**Prompt**. Below are records; how many of their lines contain "them"? Give the number and no other words.

**Material provided**.
<<<<
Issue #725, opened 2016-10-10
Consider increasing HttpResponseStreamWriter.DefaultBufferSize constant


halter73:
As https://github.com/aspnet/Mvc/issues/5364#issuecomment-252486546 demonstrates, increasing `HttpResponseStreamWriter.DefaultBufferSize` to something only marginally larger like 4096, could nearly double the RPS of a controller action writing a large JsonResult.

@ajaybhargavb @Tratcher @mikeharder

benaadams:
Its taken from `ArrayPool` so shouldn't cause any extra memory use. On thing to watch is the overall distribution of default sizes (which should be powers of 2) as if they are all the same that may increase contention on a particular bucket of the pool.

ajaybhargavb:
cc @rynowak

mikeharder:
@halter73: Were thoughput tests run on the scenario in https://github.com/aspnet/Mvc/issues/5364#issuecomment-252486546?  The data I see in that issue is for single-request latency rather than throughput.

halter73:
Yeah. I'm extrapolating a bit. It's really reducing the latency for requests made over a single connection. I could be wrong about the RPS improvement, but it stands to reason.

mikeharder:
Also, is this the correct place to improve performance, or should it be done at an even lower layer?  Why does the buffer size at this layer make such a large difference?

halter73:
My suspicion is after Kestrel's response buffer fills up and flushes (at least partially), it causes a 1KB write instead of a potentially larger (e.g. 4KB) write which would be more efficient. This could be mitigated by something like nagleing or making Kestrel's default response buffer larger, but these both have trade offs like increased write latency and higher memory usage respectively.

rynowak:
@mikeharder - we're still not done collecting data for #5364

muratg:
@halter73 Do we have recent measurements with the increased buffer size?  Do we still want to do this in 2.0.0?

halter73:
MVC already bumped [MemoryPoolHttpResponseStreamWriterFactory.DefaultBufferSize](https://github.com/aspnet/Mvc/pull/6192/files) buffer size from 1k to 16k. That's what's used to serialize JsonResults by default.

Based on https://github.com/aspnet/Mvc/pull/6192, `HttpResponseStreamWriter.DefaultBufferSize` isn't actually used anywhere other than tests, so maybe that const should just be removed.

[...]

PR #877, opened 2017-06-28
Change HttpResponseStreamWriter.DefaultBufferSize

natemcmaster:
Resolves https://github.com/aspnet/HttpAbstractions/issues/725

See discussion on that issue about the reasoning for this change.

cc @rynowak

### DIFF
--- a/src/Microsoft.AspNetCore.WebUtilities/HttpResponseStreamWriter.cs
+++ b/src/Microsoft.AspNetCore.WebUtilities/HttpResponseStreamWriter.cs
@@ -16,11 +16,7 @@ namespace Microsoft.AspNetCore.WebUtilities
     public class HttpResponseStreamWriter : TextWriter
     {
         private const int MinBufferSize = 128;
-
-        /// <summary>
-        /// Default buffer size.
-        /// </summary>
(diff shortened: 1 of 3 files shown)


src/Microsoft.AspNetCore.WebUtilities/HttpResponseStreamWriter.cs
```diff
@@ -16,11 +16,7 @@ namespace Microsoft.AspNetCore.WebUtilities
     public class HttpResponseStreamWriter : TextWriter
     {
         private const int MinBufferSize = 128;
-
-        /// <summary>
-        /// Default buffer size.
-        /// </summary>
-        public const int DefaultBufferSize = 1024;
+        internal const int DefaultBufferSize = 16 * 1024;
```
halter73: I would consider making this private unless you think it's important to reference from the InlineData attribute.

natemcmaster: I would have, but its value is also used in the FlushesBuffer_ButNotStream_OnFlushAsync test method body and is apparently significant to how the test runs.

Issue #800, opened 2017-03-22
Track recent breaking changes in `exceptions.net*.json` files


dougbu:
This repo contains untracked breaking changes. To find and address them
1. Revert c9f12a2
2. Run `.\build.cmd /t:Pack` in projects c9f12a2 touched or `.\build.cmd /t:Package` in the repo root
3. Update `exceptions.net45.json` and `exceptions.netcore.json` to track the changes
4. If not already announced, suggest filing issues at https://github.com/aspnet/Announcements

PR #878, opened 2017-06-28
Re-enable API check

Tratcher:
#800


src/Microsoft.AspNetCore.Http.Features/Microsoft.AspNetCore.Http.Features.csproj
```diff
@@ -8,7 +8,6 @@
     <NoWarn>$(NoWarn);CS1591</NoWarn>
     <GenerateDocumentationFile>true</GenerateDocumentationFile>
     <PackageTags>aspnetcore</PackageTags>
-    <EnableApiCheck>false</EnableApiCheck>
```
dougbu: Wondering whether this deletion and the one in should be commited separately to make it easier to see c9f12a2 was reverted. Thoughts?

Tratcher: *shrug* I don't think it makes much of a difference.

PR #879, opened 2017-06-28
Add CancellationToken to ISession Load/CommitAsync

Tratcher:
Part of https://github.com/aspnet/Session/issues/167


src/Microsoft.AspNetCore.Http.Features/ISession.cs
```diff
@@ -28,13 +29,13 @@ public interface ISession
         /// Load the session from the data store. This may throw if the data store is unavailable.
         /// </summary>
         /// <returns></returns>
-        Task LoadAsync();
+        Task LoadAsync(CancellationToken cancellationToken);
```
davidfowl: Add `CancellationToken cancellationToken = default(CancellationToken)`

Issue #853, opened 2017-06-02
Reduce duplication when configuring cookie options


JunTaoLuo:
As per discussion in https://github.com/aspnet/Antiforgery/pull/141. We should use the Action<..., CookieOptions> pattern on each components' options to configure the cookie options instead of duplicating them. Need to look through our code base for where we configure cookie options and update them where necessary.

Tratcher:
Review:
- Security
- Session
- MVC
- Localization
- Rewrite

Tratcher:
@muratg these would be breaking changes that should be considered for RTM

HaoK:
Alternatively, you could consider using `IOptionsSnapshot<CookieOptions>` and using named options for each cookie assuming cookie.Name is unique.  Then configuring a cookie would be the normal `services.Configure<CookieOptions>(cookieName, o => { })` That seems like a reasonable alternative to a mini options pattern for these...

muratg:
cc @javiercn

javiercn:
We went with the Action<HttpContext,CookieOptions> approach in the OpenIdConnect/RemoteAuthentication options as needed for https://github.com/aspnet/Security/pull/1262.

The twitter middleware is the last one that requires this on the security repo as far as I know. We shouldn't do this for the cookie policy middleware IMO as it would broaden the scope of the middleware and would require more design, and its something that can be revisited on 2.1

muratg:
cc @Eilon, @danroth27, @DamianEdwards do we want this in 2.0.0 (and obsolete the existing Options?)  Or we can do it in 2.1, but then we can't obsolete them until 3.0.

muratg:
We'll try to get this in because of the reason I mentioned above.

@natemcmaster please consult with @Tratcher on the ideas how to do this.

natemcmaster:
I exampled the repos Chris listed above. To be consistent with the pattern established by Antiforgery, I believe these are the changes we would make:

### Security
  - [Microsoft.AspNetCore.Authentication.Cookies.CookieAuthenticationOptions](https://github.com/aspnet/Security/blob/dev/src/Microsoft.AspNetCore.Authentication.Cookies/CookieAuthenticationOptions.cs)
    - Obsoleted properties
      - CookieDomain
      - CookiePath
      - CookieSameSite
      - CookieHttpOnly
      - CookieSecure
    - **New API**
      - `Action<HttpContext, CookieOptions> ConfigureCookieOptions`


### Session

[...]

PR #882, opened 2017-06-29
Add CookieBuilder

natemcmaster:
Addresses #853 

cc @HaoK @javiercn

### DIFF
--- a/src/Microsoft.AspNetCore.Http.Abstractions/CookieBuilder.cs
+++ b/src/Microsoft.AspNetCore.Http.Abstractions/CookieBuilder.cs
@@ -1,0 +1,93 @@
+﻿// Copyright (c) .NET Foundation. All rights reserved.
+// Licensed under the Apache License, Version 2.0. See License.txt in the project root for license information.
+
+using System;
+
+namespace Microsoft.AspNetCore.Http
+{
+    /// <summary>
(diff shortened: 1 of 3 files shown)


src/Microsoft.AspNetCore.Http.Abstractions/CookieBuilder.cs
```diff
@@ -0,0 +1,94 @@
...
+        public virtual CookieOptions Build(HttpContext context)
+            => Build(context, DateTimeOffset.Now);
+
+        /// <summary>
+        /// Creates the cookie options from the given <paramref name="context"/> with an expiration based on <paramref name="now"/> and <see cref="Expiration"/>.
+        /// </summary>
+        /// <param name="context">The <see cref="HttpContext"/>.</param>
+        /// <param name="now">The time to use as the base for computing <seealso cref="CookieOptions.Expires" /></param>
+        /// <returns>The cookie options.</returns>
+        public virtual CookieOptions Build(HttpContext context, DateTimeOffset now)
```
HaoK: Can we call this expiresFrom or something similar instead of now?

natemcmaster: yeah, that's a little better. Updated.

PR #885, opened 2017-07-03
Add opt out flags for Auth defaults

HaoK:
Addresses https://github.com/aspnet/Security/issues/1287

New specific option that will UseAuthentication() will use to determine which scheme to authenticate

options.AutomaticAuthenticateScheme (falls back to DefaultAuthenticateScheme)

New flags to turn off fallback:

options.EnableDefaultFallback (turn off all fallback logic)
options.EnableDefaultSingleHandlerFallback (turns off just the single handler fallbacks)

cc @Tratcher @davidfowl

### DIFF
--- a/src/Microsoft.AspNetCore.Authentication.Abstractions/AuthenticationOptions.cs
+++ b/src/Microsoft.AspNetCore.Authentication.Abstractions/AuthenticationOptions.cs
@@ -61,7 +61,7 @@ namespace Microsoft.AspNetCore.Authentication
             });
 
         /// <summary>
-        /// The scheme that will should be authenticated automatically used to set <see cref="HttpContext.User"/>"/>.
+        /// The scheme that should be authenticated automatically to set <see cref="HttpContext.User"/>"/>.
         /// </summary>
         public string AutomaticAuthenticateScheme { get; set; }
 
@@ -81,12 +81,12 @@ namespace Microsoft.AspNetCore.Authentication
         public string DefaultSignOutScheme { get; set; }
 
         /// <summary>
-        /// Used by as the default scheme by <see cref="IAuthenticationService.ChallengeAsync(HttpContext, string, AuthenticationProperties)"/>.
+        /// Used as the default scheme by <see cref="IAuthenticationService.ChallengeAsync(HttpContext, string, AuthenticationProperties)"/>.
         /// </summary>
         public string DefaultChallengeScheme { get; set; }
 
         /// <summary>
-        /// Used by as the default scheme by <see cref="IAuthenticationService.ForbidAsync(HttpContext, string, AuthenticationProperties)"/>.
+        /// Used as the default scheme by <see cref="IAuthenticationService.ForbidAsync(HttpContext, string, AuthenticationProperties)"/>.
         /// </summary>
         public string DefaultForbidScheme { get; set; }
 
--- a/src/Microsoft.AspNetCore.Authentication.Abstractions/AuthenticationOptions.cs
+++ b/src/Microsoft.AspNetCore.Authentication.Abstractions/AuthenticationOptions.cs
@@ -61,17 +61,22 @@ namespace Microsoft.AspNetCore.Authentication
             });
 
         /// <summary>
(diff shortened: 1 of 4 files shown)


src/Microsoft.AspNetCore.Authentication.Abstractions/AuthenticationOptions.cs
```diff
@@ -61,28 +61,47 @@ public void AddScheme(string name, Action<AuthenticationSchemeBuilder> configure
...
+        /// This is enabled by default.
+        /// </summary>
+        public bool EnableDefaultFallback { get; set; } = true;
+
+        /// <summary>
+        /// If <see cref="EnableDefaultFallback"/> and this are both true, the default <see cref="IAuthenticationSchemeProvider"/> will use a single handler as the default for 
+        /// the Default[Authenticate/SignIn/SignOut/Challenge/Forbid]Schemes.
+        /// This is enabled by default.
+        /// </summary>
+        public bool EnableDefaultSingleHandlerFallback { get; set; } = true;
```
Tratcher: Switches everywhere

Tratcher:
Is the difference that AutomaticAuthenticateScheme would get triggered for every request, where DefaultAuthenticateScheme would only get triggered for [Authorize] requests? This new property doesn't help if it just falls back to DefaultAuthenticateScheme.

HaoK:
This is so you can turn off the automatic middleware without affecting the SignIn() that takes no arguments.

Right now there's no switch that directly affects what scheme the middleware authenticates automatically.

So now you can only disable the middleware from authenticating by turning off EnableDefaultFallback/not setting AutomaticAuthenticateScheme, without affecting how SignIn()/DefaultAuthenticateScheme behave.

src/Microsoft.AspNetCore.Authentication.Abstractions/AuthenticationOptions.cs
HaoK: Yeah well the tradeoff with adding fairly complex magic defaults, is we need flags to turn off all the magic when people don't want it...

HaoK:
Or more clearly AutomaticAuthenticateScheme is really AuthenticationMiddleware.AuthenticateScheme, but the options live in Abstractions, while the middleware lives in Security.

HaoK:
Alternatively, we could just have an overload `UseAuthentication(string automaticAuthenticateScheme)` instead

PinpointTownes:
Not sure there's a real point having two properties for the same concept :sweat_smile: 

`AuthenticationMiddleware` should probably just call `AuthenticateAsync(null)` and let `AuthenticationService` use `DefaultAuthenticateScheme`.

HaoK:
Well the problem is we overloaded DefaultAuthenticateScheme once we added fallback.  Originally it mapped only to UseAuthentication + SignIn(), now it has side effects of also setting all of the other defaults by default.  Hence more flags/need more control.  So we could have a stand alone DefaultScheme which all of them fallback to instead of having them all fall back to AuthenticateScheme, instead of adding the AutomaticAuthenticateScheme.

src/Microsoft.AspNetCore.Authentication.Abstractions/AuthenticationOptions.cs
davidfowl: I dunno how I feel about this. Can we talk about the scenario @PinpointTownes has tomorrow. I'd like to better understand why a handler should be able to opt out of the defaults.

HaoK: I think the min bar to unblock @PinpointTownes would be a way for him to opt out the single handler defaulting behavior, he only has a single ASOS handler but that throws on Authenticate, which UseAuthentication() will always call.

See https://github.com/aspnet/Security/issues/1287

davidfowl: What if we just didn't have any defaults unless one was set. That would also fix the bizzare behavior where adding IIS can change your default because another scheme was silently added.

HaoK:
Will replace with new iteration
>>>>
**Written response**. 4